Are you running on EBS or ephemeral storage? I have seen IO being slow on AWS when EBS with provisioned IO is not used. This might be what you are seeing.

Also what do you see as checkpoint size when the channel starts up?

To be clear, we have this load handled across 3 EC2 instances running Flume so each individually we are asking to handle 3.3k (5k).  With 16GB of data in the channel, I would have expected the replay to be faster.

Our capacity setting is:

agent-1.channels.trdbuy-bid-req-ch1.capacity = 100000000

Our current channel size can not be accessed because it still is in this odd 'replay' mode.  There's not logs, but the cpu is cranking on the flume node and the avro source ports have not yet opened.  The pattern we see is that after anywhere from 15-30 minutes, the ports magically open and we can continue.
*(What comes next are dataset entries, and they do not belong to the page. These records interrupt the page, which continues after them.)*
Issue #216, opened 2016-09-30
Change to challenge card options being sent to handlebars


JMurphyWeb:
When writing the filter function for organisations i couldn't reuse a function that was created for filtering challenges:

specifically this reduce function:

```
     el.tags.reduce((bool, tag) =>
        tag[0].id === filtered[0] && tag[1].id === filtered[1] ? true : bool
      , false)
    );
```

The problem being caused by this reusable function: 
```
function challengesFromIds (challenges, ids) {
  return ids.map(id => {
    var challengeCard = JSON.parse(challenges[id]);
    var tagData = getTagNames(challengeCard.tags);
    return Object.assign({}, challengeCard, {tagData});
  });
}
```

As it overwrites the `challenge.tags` key from `[ [0,0], [1,1] ]` to `[ {id:id, name:name}, {id:id, name:name} ]`

But the `organisation.tags`is still of the form `[ [0,0], [1,1] ]`.

To get around the problem, rather than overwriting the `.tags` key, i made a new key called `.tagsData` which holds the name and ids, but the objects still have the `.tags` key which only holds the `tag_id`s

Here is an example challenge card before it gets handed over to handlebars:
```
 id: 3,
  date: 1475220201284,
  org_id: 1,
  creator_id: 3,
  title: 'Challenge Number 4',
  description: 'Who should I...?',
  active: true,
  tags: [ [ 1, 1 ], [ 1, 3 ], [ 5, 1 ], [ 6, 2 ] ],
  tagData:
   [ { id: [ 1, 1 ], name: 'AUTOMOTIVE AND TRANSPORT MANUFACTURING' },
     { id: [ 1, 3 ], name: 'CHEMICALS' },
     { id: [ 5, 1 ], name: 'SECONDARY EDUCATION' },
     { id: [ 6, 2 ], name: 'DESIGN FOR DISASSEMBLY' } ],
  shared_by: 'dwyl' }
```

I wanted to let you know of the change @mk4111 as it affects `challenge.html` `browse.html` `org-details-view.js` and `browse-challenges-view.js` and you can review it in the next PR that I make. Let me know if you have any thoughts/concerns.

I will take a look into other files to see if any other changes should be made to keep the naming consistent across all codebase.

JMurphyWeb:
@mk4111 has seen and approved the change from tags to tagData. Closing this issue.

Issue #215, opened 2016-09-29
browse orgs with filters


JMurphyWeb:
We have the functionality in place to browse challenges with filters, now we need to implement browse orgs with filters. 

There will be lots of repetition and i am thinking i may be able to use the same handler for both but will investigate further.

asimonw:
@JMurphyWeb This can be closed as far as I can see (functionality works), but since it's a technical issue, I'll let you close it if appropriate.

PR #219, opened 2016-09-30
#2 Add basic org filtering functionality

### LINKED ISSUE #217: Change from challenge.archived to challenge.active
When the change was made: https://github.com/emfoundation/ce100-app/pull/199/files#diff-b00b2426ea4c5569a2f693c13130c545R10

I think the data booleans were not replaced with their opposite.  May need updating on your local branch @mk4111. Also wiki needs updating.

JMurphyWeb:
Add filter orgs by tag functionality  #215, remove extraneous filtering of challenge cards 
#19 #20 #192 #216 
resolves #217 

Some things to do that I will go onto address in the next PR:
covered loosely in #220 which i will pad out after i have deployed.


JMurphyWeb:
@nelsonic sorry its all in one commit but the change caused some bugs so had to fix before committing.

JMurphyWeb:
@mk4111 can you change base to master and assign @nelsonic if happy?

mk4111:
:eyes: <3

server/handlers/all-users-view.js
```diff
@@ -30,25 +30,6 @@ function filterActiveAndAdmin (arr) {
   return arr.filter(el => el.active && el.user_type !== 'admin');
```
mk4111: @JMurphyWeb - do you reckon we should put this in helpers? I don't think it needs to be done here (and might be premature optimisation if we do) but I can see where filterActive, filterAdmin, filterPrimary, etc. could be/is used in various places in our code source

server/handlers/helpers.js
```diff
@@ -110,6 +110,24 @@ helpers.getTagNames = (tagIds) => {
     : false;
 };
 
+helpers.cloneArray = (arr) => arr.map(el => Object.assign({}, el));
+
+helpers.sortAlphabetically = (key) => (arr) =>
```
mk4111: @JMurphyWeb - is there a benefit of currying here instead of just passing in two arguments?

JMurphyWeb: We use this function in 2 ways, sort name and sort first_name.

I was thinking if we could partially apply it with for example first_name then export that as a function to be used in multiple places.

At the moment it doesn't really serve a purpose to curry. do you want me to change it to 2 args?

server/handlers/all-users-view.js
JMurphyWeb: Not in this PR so will revisit when refactoring. @mk4111 will add to future enhancements in wiki.

server/handlers/helpers.js
JMurphyWeb: Discussed with @mk4111 and agreed to park for now, will refactor in the future if there are not more occasions when we want to sort.

JMurphyWeb:
@nelsonic Maries laptop is down so we have just reviewed her comments. On to you methinks.

nelsonic:
Looks good. still have `/browse` in urls. we can remove in later PR. 👍

JMurphyWeb:
OK great will issue

PR #223, opened 2016-09-30
#3 Add tags to filter

### LINKED ISSUE #221: Add tag as a filter to browse view
A user should be able to add tags to filter the results that show up in browse view

JMurphyWeb:
Tags can be added to a browse flow by clicking `select tags` and selecting a tag to filter by.

resolves #221 

~~TODO: Add tests for this feature~~

### DIFF
--- a/server/handlers/browse-add-tags-view.js
+++ b/server/handlers/browse-add-tags-view.js
@@ -2,6 +2,7 @@ var helpers = require('./helpers.js');
 module.exports = (request, reply) => {
   var permissions = helpers.getPermissions(request.auth.credentials);
   var parent_tags = require('../../tags/tags.json');
-  var options = Object.assign({}, {parent_tags}, permissions);
+  var view = { [request.params.view]: true };
+  var options = Object.assign({}, {view}, {parent_tags}, permissions);
   reply.view('browse/tags', options);
 };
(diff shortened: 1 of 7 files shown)


server/handlers/browse-add-tags-view.js
```diff
@@ -2,6 +2,7 @@ var helpers = require('./helpers.js');
 module.exports = (request, reply) => {
   var permissions = helpers.getPermissions(request.auth.credentials);
   var parent_tags = require('../../tags/tags.json');
-  var options = Object.assign({}, {parent_tags}, permissions);
+  var view = { [request.params.view]: true };
```
nelsonic: what is this _syntax_ ...? (_what is the key and why do we need to set it to `true`_?)

templates/views/browse/tags.html
```diff
@@ -10,7 +10,7 @@ <h1 class="title">Select Tags</h1>
     <form class="form form--tags" method="post">
         <div class="form__section">
           {{#each parent_tags}}
-            {{>filter-tag}}
+            {{>filter-tag view=../view}}
```
nelsonic: should the _value_ here be in quotes?

nelsonic:
@JMurphyWeb code looks good. thanks. merging. 👍

PR #240, opened 2016-10-05
remove the org that created a challenge from the suggested matches 

### LINKED ISSUE #236: Own organisation was being suggested as a match
The organisation that created a challenge card should not show up as a match suggestion on it's own card.

JMurphyWeb:
resolves #236


nelsonic:
👀

nelsonic:
@JMurphyWeb there is a _lot_ of code in this PR for the single issue mentioned in the desc...
(_it's not your "fault", its just because the branch this feature is on branched off another feature branch so there are a few other commits included in this PR which aren't relevant. it's "OK" because I have all the changes in my mind because I've been reviewing your other PRs ... but please in future if you see that there are many other commits that aren't relevant, please merge `master` into the branch before assigning to me so the `diff` is less. thanks!_)

PR #264, opened 2016-10-06
Fix no challenge bug 263

### LINKED ISSUE #263: admin view archived org without challenges breaks
allChallenges.map is not a function is the error that is given.

JMurphyWeb:
resolves #263


nelsonic:
image

PR #287, opened 2016-10-10
Activate styling

mk4111:
Adds styling to view where primary user is directed, to create a new pw and activate account.


mk4111:
Closed, as it seems the commits have already been merged in...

This is because we are logging around 10k messages/second and did not want to lose any data during brief interruptions.

How large is your channel (and how long does it take to replay?)

For the record, we are using Flume 1.4.0 packaged with CDH5.0.2

    We are repeatedly running into cases where the replays of from a
    file channel going to HDFS take an eternity.

    I've read this thread

    but I just am not convinced that our checkpoints are constantly
    being corrupted.

    We are seeing messages such as:

    20 Aug 2014 03:52:26,849 INFO  [lifecycleSupervisor-1-2]

      - Reading checkpoint metadata from

    How can it be that this takes so long?